For the most part these are quite similar to the righty/righty images. One interesting thing we can address with these images is why RHBs do better against LHPs than RHPs. First, compare the location of the highest swing percentage relative to the strike contours in the RHB vs LHP and RHB vs RHP images. In the RHB vs LHP it is much more coincident along the horizontal axis, although it is still too high along the vertical axis . That means RHBs are swinging at more pitches in the called strike zone and taking more pitches outside the called strike zone against lefties than righties, which begins to explain their success. In addition, RHBs have a higher contact percentage and higher run value on contacted pitches versus LHPs compared to RHPs. So righties are better at each component of the at-bat against LHPs than RHPs.

fa_rl

These are almost mirror images of RHB vs LHP above and the overall averages are very close. It is interesting to see how the strike zone is called differently to LHBs. The top is called well and the bottom is called very high just like to RHBs. The outside edge is shifted away as it is to RHBs, but that shift is larger with the 75% contour extending outside of the rulebook zone. The inside of the zone is also shifted outside a couple inches (the 25% contour runs along the rulebook edge), which was not the case to RHBs. Walsh and Pinto also observed these results.

fa_ll

While LHBs' success against RHPs is very similar to RHBs' success against LHPs, LHBs fare much worse against LHPs than RHBs do against RHPs. Lefties swing at even more pitches outside the called zone, take more pitches inside the zone and make less and poorer contact against LHPs than RHBs do against RHPs.

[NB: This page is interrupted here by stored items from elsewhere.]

PR #2723, opened 2023-03-09
Fix Injection Blocks Crashing to White Screen

### LINKED ISSUE #2712: Brew crashes due to multiple text formatting tags
### Renderer

v3

### Browser

Chrome

### Operating System

Windows

### What happened?

### Code

```gfm
##### [Grievous Wounds](#p27)
{text-align:center}
```

Gazook89:
This PR fixes #2712. 

I'm not going to give a big description yet, just putting it up here so someone can look at it.

### DIFF
--- a/shared/naturalcrit/markdown.js
+++ b/shared/naturalcrit/markdown.js
@@ -137,14 +137,13 @@ const mustacheInjectInline = {
 			if(!lastToken)
 				return false;
 
-			const tags = ` ${processStyleTags(match[1])}`;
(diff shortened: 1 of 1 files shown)


Gazook89:
I have a better solution (is *actually* the way it is supposed to be done).  I want to fix a markdown highlighting error, though, and kid just woke up from nap.  so later tonight i'll push that up probably in new PR.

Gazook89:
closing this in favor of a better PR.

Overall I was very surprised to see that in every case the average run value of a contacted fastball is negative. This is probably because I included foul balls in this group, but it is still surprising.

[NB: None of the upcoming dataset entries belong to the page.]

PR #2730, opened 2023-03-13
Run Tests sequentially

calculuschild:
One possible solution to tests timing out on CI

https://jestjs.io/docs/troubleshooting#tests-are-extremely-slow-on-docker-and-or-continuous-integration-ci-server

Also raising the timeout limit just 'cuz.

I also noticed the `test:coverage` option re-runs all the tests a second time. Perhaps it's worth just having circleci do `run:test --coverage --runInBand` instead of breaking them all out into separate steps so we can test coverage at the same time as everything else in one pass. @jeddai ?

### DIFF
--- a/.circleci/config.yml
+++ b/.circleci/config.yml
@@ -48,7 +48,7 @@ jobs:
       - image: cimg/node:16.11.0
 
     working_directory: ~/homebrewery
-    parallelism: 4
+    parallelism: 1
 
     steps:
       - attach_workspace:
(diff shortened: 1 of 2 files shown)


Gazook89:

With these images one can understand the fastball run value maps in this post. Now if you go back, look at these maps and see something surprising, you can use the images presented here to understand what is going.

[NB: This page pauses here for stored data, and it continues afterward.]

PR #2733, opened 2023-03-14
Add Metadata Nav Item to SharePage

### LINKED ISSUE #1679: Add ability to view brew metadata on Share Page // Add "brew version" metadata field
The metadata for a brew is not viewable on a Share Page, but may contain important information for a reader.  Such information as Author(s), Systems, Description would be helpful.   

A new metadata field for "Version" could be helpful, too, such that an author could make it clear if there are revisions (though not going as far as adding a real versioning or diff system).  Just a flexible text field that allows an author to type "version 4.5"  or even "updated Jan 14, 2022".  Arguably that could be done in the Description or Title fields, but a separate field would be cleaner and consistent across all brews.  (if this should be broken into a separate issue, i can do that).

G-Ambatte:
This PR resolves #1679.

This PR adds a new Nav Item to the Share Page titled "METADATA" which on hover, reveals a window showing the brew's authors, tags, systems, and description.

To do list:
- [x] Add METADATA nav item
- [x] Show window on hover
  - [x] Description
  - [x] Tags
  - [x] Systems
  - [x] Authors
- [x] Apply styling to match mock up

---

Styling checklist:

- [x] The box is slightly overlapping the nav bar itself, but behind the "title" button. This is more noticeable on a narrow screen where the nav bar becomes two lines tall.
- [x] Can we style the "tags" with a round pill shape as we do everywhere else?
- [x] Could we perhaps unify the style with the "do you want to send this to Google" popup box (from now on, "the Popup")? Add a bit of a border, etc.? I also propose alternating background color of the rows instead of the divider lines (mockup examples below).
- [x] Some of the lines will be mostly empty. Could we narrow the max width (~440px?)
- [x] Can the dropdown be centered under the title button instead of centered on the page? This would also simplify this without needing a separate "window wrapper" class. See the Popup for how to achieve this.
- [x] Can we add a transition animation similar to the Popup?

---

- [x] Confirm lines with missing metadata return the expected no data message - "No systems", "No tags", etc.
- [x] Make authors link to the relevant UserPage

---

FIX:

- [x] UserPage dropdown menu bug


G-Ambatte:
Some adjustments from this morning's code shuffling:

image

G-Ambatte:
I've said it before, I'll say it again: `display: flex` is black magic.

image

Gazook89:
I wonder if the labels should be right-aligned?  What are they in the metadata editor?

Gazook89:
Though that would look bad when very skinny

G-Ambatte:
Current state of the PR:

image

The transparent full width element that allows the window to be centered was sitting over the drop down menus, causing them to immediately close when the metadata window was open. I had to modify the `z-index` of the drop down menus to have it sit over the new invisible window.

calculuschild (changes requested):
This is great! Just some comments:

- The box is slightly overlapping the nav bar itself, but behind the "title" button. This is more noticeable on a narrow screen where the nav bar becomes two lines tall.
- Can we style the "tags" with a round pill shape as we do everywhere else?
- Could we perhaps unify the style with the "do you want to send this to Google" popup box (from now on, "the Popup")? Add a bit of a border, etc.? I also propose alternating background color of the rows instead of the divider lines (mockup examples below).
- Some of the lines will be mostly empty. Could we narrow the max width (~440px?) 
- Can the dropdown be centered under the title button instead of centered on the page? This would also simplify this without needing a separate "window wrapper" class. See the Popup for how to achieve this.
- Can we add a transition animation similar to the Popup?

Strange overlapping
image

Proposed style:
image

ericscheid:
Also, change `Last Updated` to just `Updated`

Is there a way we can have the `(i)` icon in a subdued hue which goes full brightness when the title area is hovered?

Gazook89:
Should it only display fields that have values?

calculuschild:
> Is there a way we can have the `(i)` icon in a subdued hue which goes full brightness when the title area is hovered?

Whatever the behavior, it should be identical to all the other nav bar buttons.

ericscheid:
> > Is there a way we can have the `(i)` icon in a subdued hue which goes full brightness when the title area is hovered?
> 
> Whatever the behavior, it should be identical to all the other nav bar buttons.

Hmm .. whole nav segment changes bgcolor and any associated drop-down auto appears?

OK, with that going on don't bother with any special visual treatment of the `(i)` icon.

5e-Cleric:
> Should it only display fields that have values?

I think this might be a bad idea, instead we could have a `There is no X` text.

G-Ambatte:
Converting this to a checklist for actions:

- [ ] The box is slightly overlapping the nav bar itself, but behind the "title" button. This is more noticeable on a narrow screen where the nav bar becomes two lines tall.
- [ ] Can we style the "tags" with a round pill shape as we do everywhere else?
- [ ] Could we perhaps unify the style with the "do you want to send this to Google" popup box (from now on, "the Popup")? Add a bit of a border, etc.? I also propose alternating background color of the rows instead of the divider lines (mockup examples below).
- [ ] Some of the lines will be mostly empty. Could we narrow the max width (~440px?)
- [ ] Can the dropdown be centered under the title button instead of centered on the page? This would also simplify this without needing a separate "window wrapper" class. See the Popup for how to achieve this.
- [ ] Can we add a transition animation similar to the Popup?

G-Ambatte:
> I think this might be a bad idea, instead we could have a `There is no X` text.

The error checking was MEANT to display "No authors" or "No systems" or "No tags". Clearly that wasn't working correctly; I've added that check to the To Do list.

G-Ambatte:
Right, fixed the "no data" error messages:

image

G-Ambatte:
This is most of the checklist completed:

image

5e-Cleric:
Another point, to help users learn about this new feature, i believe this menu should be open by default, at least a few weeks

G-Ambatte:
I've completed most of the checklist now, but I'm breaking for the night.
The last thing I've added at this point is the min and max widths; the only issue as a result of this is that the window is now no longer centered. I don't expect that this will be particularly difficult to resolve once I'm able to return to the issue.

G-Ambatte:
Full screen width (hovering over title):
image

Skinny (not hovering over title):
image

Brew with no tags, no systems, and no description:
image

Mouse over the author "test":
image
image
image

---

Unless there's something else that needs to be added, corrected, or otherwise changed, I think this one is done!

G-Ambatte:
Dammit, there's a bug with the UserPage as a result of this; I assume it's probably due to z-index changes in some of the stuff I was experimenting with earlier. I'll dig into it and resolve prior to closing this out.

G-Ambatte:
Ok, I'm not aware of any further bugs induced by this PR; it should be ready for review/merging.

calculuschild (approved):

PR #2741, opened 2023-03-16
Water color image masks part 2 - Center Masks

5e-Cleric:
Updating #2373 with 10 center masks


calculuschild (changes requested):
Just needs the masks to be larger so the entire cutout fits without cutting off edges, or make some of the cutouts smaller so they fit without edges.

Everything else should be working correctly now.

calculuschild:
Looks good! Thanks @5e-Cleric ! :tada: ⭐ :100:

PR #2743, opened 2023-03-19
Add direct printing

### LINKED ISSUE #2742: Print directly from pages, rather than via PrintPage
### Your idea:

I was investigating how one might call the print function from within an iFrame, and after some experimentation, I discovered that the following command works to open a print dialogue:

In future posts I will present similar images for the other pitch types.



1. Brian Cartwright made the following comment in this post:
One idea I never followed thru on is first identify hr% by location (and pitch type and count), as you have done here, then for each hitter (his favorite zones and pitches to go deep) then finally see how well each player recognizes the mashable pitches - what are the swing% for batters when they see a pitch in the best hitting zone? My opinion is that Barry Bonds and Brain Giles hit a high pct of homers because of superior pitch recognition, and putting the bat on the ball when they swung, not because of hitting the ball an extra-ordinary distance.
This suggests an interesting way of evaluating batters: how well does their swing percentage map coincide with their home run rate map, contact percentage map or run value of contacted pitches map. It would be interesting to see if Giles' region of highest swing percentage is more inline with his region of highest run value than the average hitter, presented above.

Comments

Dave, I suggest you to use different color schemes.
While these are very attractive, it's not easy to decode values, expecially for the third one in each row.
I'd like to point you this web utility that is very helpful in color selction:
http://www.personal.psu.edu/cab38/ColorBrewer/ColorBrewer_intro.html
Prof Cynthia Brewer has also written an R package (RBrewer).

Max,

I will check that out. Thanks for the suggestion.

Dave

Max,

I looked at ColorBrewer and I agree with you. There are some color schemes there that would make these images clearer, particularly the run value image as you point out. My next post will reproduce these images for the other pitch types and I am going to use the existing color schemes. Partially just out of laziness because I already have the images made, but also to make comparisons across pitches easier.

But in the future I will definitely think about this for my new work. Thanks.